Y cuando cada uno de ellos partiera a su casa, el músico y la figura en un auto y el escritor y la jurista en otro, se perderían en sus nuevas conversaciones, haciéndose amigos de extraños guardias que se posaban a las afueras de los edificios públicos. La jurista agarró cariño en uno de ellos, que amablemente les intercambió un poco de fuego por uno de sus cigarrillos de clavo, ya que los niños habían perdido el encendedor. Ella lo aduló y agradeció su servicio con una alegría despampanante, que podía sonrojar hasta a una estatua, y si por sus gustos fuera, una estatua de la Justicia de mármol.
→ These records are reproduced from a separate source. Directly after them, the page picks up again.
PR #222, opened 2019-06-25
Fix report rollup

arscan:
The rollup report didn't work properly because it required all sequences stored in inferno to have been passed.  Since we added the concept of modules and test_sets, this doesn't work anymore.  Updated to use the new test structures.

Also, before it would mark as 'fail', even if you hadn't run any tests yet.  Updated to mark as 'incomplete' if you hadn't passed everything but haven't failed anything either.

Screen Shot 2019-06-24 at 9 50 58 PM

### DIFF
--- a/lib/app/models/testing_instance.rb
+++ b/lib/app/models/testing_instance.rb
@@ -98,7 +98,7 @@ module Inferno
       end
 
       def all_test_cases(test_set_id)
-        self.module.test_sets[test_set_id.to_sym].groups.each_with_object([]) { |g, o| o.push(*g.test_cases) }
+        self.module.test_sets[test_set_id.to_sym].groups.flat_map(&:test_cases)
       end
 
       def all_passed?(test_set_id)
--- a/lib/app/models/testing_instance.rb
+++ b/lib/app/models/testing_instance.rb
@@ -2,6 +2,7 @@
 
 require 'dm-core'
 require 'dm-migrations'
+require_relative '../utils/result_statuses'
 
 module Inferno
   module Models
@@ -119,9 +120,9 @@ module Inferno
 
       def final_result(test_set_id)
         if all_passed?(test_set_id)
-          'pass'
+          Inferno::ResultStatuses::PASS
         else
-          any_failed?(test_set_id) ? 'fail' : 'incomplete'
+          any_failed?(test_set_id) ? Inferno::ResultStatuses::FAIL : Inferno::ResultStatuses::PENDING
         end
       end
 
--- a/lib/app/models/testing_instance.rb
+++ b/lib/app/models/testing_instance.rb
@@ -97,16 +97,32 @@ module Inferno
         sequence_results.first(result: 'wait')
       end
 
-      def all_passed?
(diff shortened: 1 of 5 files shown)


lib/app/models/testing_instance.rb
```diff
@@ -97,16 +97,32 @@ def waiting_on_sequence
...
+        self.module.test_sets[test_set_id.to_sym].groups.each_with_object([]) { |g, o| o.push(*g.test_cases) }
+      end
+
+      def all_passed?(test_set_id)
+        latest_results = latest_results_by_case
 
-        required_sequences.all? do |sequence|
-          latest_results[sequence.name].try(:result) == 'pass'
+        all_test_cases(test_set_id).all? do |test_case|
+          latest_results[test_case.id]&.result == 'pass'
```
Jammjammjamm:
```suggestion
          latest_results[test_case.id]&.pass?
```

lib/app/models/testing_instance.rb
```diff
@@ -97,16 +97,32 @@ def waiting_on_sequence
...
         end
       end
 
-      def final_result
-        all_passed? ? 'pass' : 'fail'
+      def any_failed?(test_set_id)
+        latest_results = latest_results_by_case
+
+        all_test_cases(test_set_id).any? do |test_case|
+          ['fail', 'error'].include? latest_results[test_case.id]&.result
```
Jammjammjamm:
```suggestion
         latest_results[test_case.id]&.fail?
```
`#fail?` is true if there is a failure or an error.

lib/app/models/testing_instance.rb
```diff
@@ -97,16 +97,32 @@ def waiting_on_sequence
         sequence_results.first(result: 'wait')
       end
 
-      def all_passed?
-        required_sequences = Inferno::Sequence::SequenceBase.subclasses.reject(&:optional?)
+      def all_test_cases(test_set_id)
+        self.module.test_sets[test_set_id.to_sym].groups.each_with_object([]) { |g, o| o.push(*g.test_cases) }
```
Jammjammjamm:
```suggestion
        self.module.test_sets[test_set_id.to_sym].groups.flat_map(&:test_cases)
```
I think the above should be equivalent.

lib/app/models/testing_instance.rb
```diff
@@ -97,16 +97,32 @@ def waiting_on_sequence
...
+        all_test_cases(test_set_id).any? do |test_case|
+          ['fail', 'error'].include? latest_results[test_case.id]&.result
+        end
+      end
+
+      def final_result(test_set_id)
+        if all_passed?(test_set_id)
+          'pass'
+        else
+          any_failed?(test_set_id) ? 'fail' : 'incomplete'
```
Jammjammjamm: I think we should use the constants defined in `Inferno::ResultStatuses` for these strings. One will have to be added for `incomplete`.

arscan: I move to constants, and renamed to `pending`.  Ideally I would have just mixed in ResultStatuses, but due to our current structure we couldn't just refer to a `results` method because we need to know which 'test set' we are in.  Hopefully this is good enough for now and we can keep this in mind when working on future designs.

PR #224, opened 2019-06-25
Fix DSTU2 CareTeam profile validation

Jammjammjamm:
This branch modifies how resources are validated against a profile. Previously, passing a profile to `SequenceBase#test_resources_against_profile` didn't guarantee that the resources were actually validated against the specified profile. Now, when it receives a specific profile, it:

- Validates any resources which were saved and categorized as conforming to that profile
- If no resources have been saved with that profile, it checks `meta.profile` for resources which claim to conform to the profile and validates those
- If no resources were found, the test is skipped

I did a fair amount of refactoring while investigating this problem, so the actual bug fix is all in [this commit.](https://github.com/siteadmin/inferno/pull/224/commits/3fb4ba8383d8b8e2c77133512ca5a0433b46898a)

**NOTE:** the `sequence_base.rb` diff is collapsed by default, so be sure to expand it

### DIFF
--- a/lib/app/endpoint/home.rb
+++ b/lib/app/endpoint/home.rb
@@ -129,7 +129,7 @@ module Inferno
 
               out << js_hide_wait_modal
               out << js_show_test_modal
-              count = sequence_result.test_results.length
+              count = sequence_result.result_count
 
               submitted_test_cases_count = sequence_result.next_test_cases.split(',')
               total_tests = submitted_test_cases_count.reduce(first_test_count) do |total, set|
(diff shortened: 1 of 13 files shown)


arscan:
Shouldn't the ArgonautCarePlanSequence specify the careplan profile when saving the references?  It doesn't do that now, which is causing the sequence to skip on the SITE preset.  But if you look what SITE sends back, it looks like it is the correct profile.  

I didn't check all of tests, but in these tests all resources must conform to one argo profile or another (determined by what query call they came from).

Jammjammjamm:
I think that all the tests should specify a profile to test against unless they are just testing base resources. I'll look into it.

PR #700, opened 2022-01-05
[mod] GitHub workflow: use cache

dalf:
## What does this PR do?

GitHub workflow: 
* use cache to speed up build
* documentation: fetch the whole git history, so the Documentation version is `1.0.0-1041-5cb20c67` instead of `2022.01.05.0ebad82`.

See above

N/A

### DIFF
--- a/.github/workflows/integration.yml
+++ b/.github/workflows/integration.yml
@@ -56,6 +56,17 @@ jobs:
       uses: actions/checkout@v2
     - name: Install Ubuntu packages
       run: sudo ./utils/searx.sh install buildhost
+    - name: Set up Python
+      uses: actions/setup-python@v2
+      with:
+        python-version: '3.9'
+        architecture: 'x64'
+    - name: Cache Python dependencies
+      id: cache-python
+      uses: actions/cache@v2
+      with:
+        path: ./local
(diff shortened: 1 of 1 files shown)


return42 (approved):
The title does not say it but I assume it is about caching python environment for the build of the "Documentation" .. and the caching is similar to what we have in the _python matrix_ (`python-version:  ["3.7", "3.8", "3.9", "3.10"]`)

I'm not familiar with GH caching, but this PR LGTM .. and it seems to work https://github.com/searxng/searxng/pull/700/checks#step:5:1

Lets merge.

OT: is there a way to cache the whole Linux distro?

return42:
> * documentation: fetch the whole git history, so the Documentation version is `1.0.0-1041-5cb20c67` instead of `2022.01.05.0ebad82`.

Sorry I do not understand this sentence .. can you give me some additional hints?

dalf:
> OT: is there a way to cache the whole Linux distro?

I haven't found how to do that.

> Sorry I do not understand this sentence .. can you give me some additional hints?

image

You can see the HTML title of page: `Welcome to SearXNG &#8212; SearXNG Documentation (2022.01.06.93c6829)` 

With the propose change this title will be something like `Welcome to SearXNG &#8212; SearXNG Documentation (1.0.0-1041-5cb20c67)` which match the version shown at the bottom of the SearXNG pages.

PR #705, opened 2022-01-06
[fix] prevent leaflet.{css,js} from polluting git grep results

### LINKED ISSUE #704: `leaflet.js` files pollute `git grep <term> searx` searches
I like to search our code with `git grep <term> searx` ... while my Git is clever enough to detect some of our vendored files as binary files, e.g:

```
Binary file searx/static/themes/oscar/img/searxng.svg matches
Binary file searx/static/themes/oscar/js/bootstrap.bundle.min.js matches
Binary file searx/static/themes/oscar/js/bootstrap.min.js matches
Binary file searx/static/themes/oscar/js/jquery.min.js matches
```

for some reason though `searx/static/themes/oscar/js/leaflet.js` is not detected as a binary file.

You can reproduce this by running `git grep zoom searx` in the root directory of the repository.

I'm using the latest Git 2.34.1.

not-my-profile:
The files polluted "git grep <term> searx" results.

Fixes #704.

### DIFF
--- a/searx/static/themes/.gitattributes
+++ b/searx/static/themes/.gitattributes
@@ -1,0 +1,2 @@
+leaflet.css -diff
+leaflet.js -diff


return42:
Question: Is it possible to add a `.gitattribute` file in the folder that contain these files? .. and in the root we have only wildcards like `*.xyz`?

not-my-profile:
Yes that would work ... I don't really see the point in having multiple `.gitattributes` files though ... it just makes it more difficult to check if something is already ignored.

return42:
> I don't really see the point in having multiple `.gitattributes` files

It is the same with "ignore": we have multiple `.gitignore` files and we have one at the root folder.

Los dos niños fumaron desde el bar hasta su casa, riendo y hablando de temas tan carnales como la sangre en sus venas y el aire en sus pulmones. Intentaron cantar en el trayecto, pero los estragos del vino habían adormecido sus pensamientos y ablandado su lengua. Se consolaron mutuamente con palabras dulces y verdades tiesas, sintiendo los golpes de la realidad en sus pequeños pechos que se llenaban de humo, humo que nacía de los cigarrillos que encendían continuamente con los filtros en llamas a falta de un mechero que avivara su vicio.
Una vez llegando a su destino, se agradecieron lo dicho y hecho, prometiendo verse de nuevo en alguna otra encrucijada de la vida, cuyos caminos son desconocidos para los que la transitan, arrinconándolos a las banquetas con el peligro constante de los autos aplanando el asfalto.
A la mañana siguiente, el escritor tomó la cajetilla de cigarrillos y encontró el encendedor ahí dentro, escondido entre seis cilindros cancerígenos que lo tenían secuestrado.